[Dataset entries]
┄┄┄┄┄┄┄┄┄┄
PR #1447, opened 2018-06-29
core: remove prefs-macros.h where unused

janiversen:
move #include prefs-macros from SettingsObjectWrapper.h to SettingsObjectWrapper.cpp
include dive.h directly (only part of prefs-macros.h used) in preference classes

- [ ] Bug fix
- [ ] Functional change
- [ ] New feature
- [x ] Code cleanup
- [ ] Build system change
- [ ] Documentation change
- [ ] Language translation

prefs-macros.h is included in many files where not needed due to being include
in SettingsObjectWrapper.h

classes in desktop-widget/preferences did not need prefs-macros.h but dive.h, corrected

### DIFF
--- a/core/subsurface-qt/SettingsObjectWrapper.cpp
+++ b/core/subsurface-qt/SettingsObjectWrapper.cpp
@@ -7,6 +7,7 @@
 #include <QNetworkProxy>
 
 #include "core/qthelper.h"
+#include "core/prefs-macros.h"
 
 DiveComputerSettings::DiveComputerSettings(QObject *parent):
 	QObject(parent)
--- a/core/divecomputer.cpp
+++ b/core/divecomputer.cpp
@@ -1,5 +1,6 @@
 // SPDX-License-Identifier: GPL-2.0
 #include "divecomputer.h"
+#include "dive.h"
 #include "subsurface-string.h"
 #include "subsurface-qt/SettingsObjectWrapper.h"
 
--- a/core/subsurface-qt/SettingsObjectWrapper.h
+++ b/core/subsurface-qt/SettingsObjectWrapper.h
@@ -5,8 +5,7 @@
 #include <QObject>
 #include <QDate>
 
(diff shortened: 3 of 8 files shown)


bstoeger (approved):
lgtm.

core/subsurface-qt/SettingsObjectWrapper.cpp
```diff
@@ -7,6 +7,7 @@
 #include <QNetworkProxy>
 
 #include "core/qthelper.h"
+#include "../prefs-macros.h"
```
dirkhh: I know we are not consistent in this, but as you work towards consistency, would you mind adding header file references relative to $SRC - so `core/prefs-macros.h` instead of `../prefs-macros.h` ?

dirkhh (changes requested):
I very much like simplifications like this.
Small comment with a request for a change.

core/subsurface-qt/SettingsObjectWrapper.cpp
janiversen: Good point, changed.

janiversen:
@dirkhh hope you like the new version. I will split things as good as I can, but I have about 50 commits piled up in different branches, so I need to get decision on which way we go (or not go) with qPref... I think the basic question is do we
a) keep the very split design we have today (with its high possibility for errors)
b) wait for a new super generator, which may or may not solve all the exceptions.
c) accept my base design, and correct with good suggestions (like the one from bstoeger about macros)

I would really prefer to know where we are heading, so I know if my plans are valid or to be thrown overboard.

dirkhh:
I am ok with the design as you are working on it. If @tcanabrava finds the time to continue the work on the code generator, that will be rather experimental at first and may take some time. I don't believe it makes sense to stop forward progress because of that.

bstoeger:
Since @dirkhh's change request was implemented, I think that we can merge this.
┄┄┄┄┄┄┄┄┄┄
**WHAT TO PRODUCE:** Above are several records. Count the lines among them that contain "split" and give only the total.

**REPLY:** 2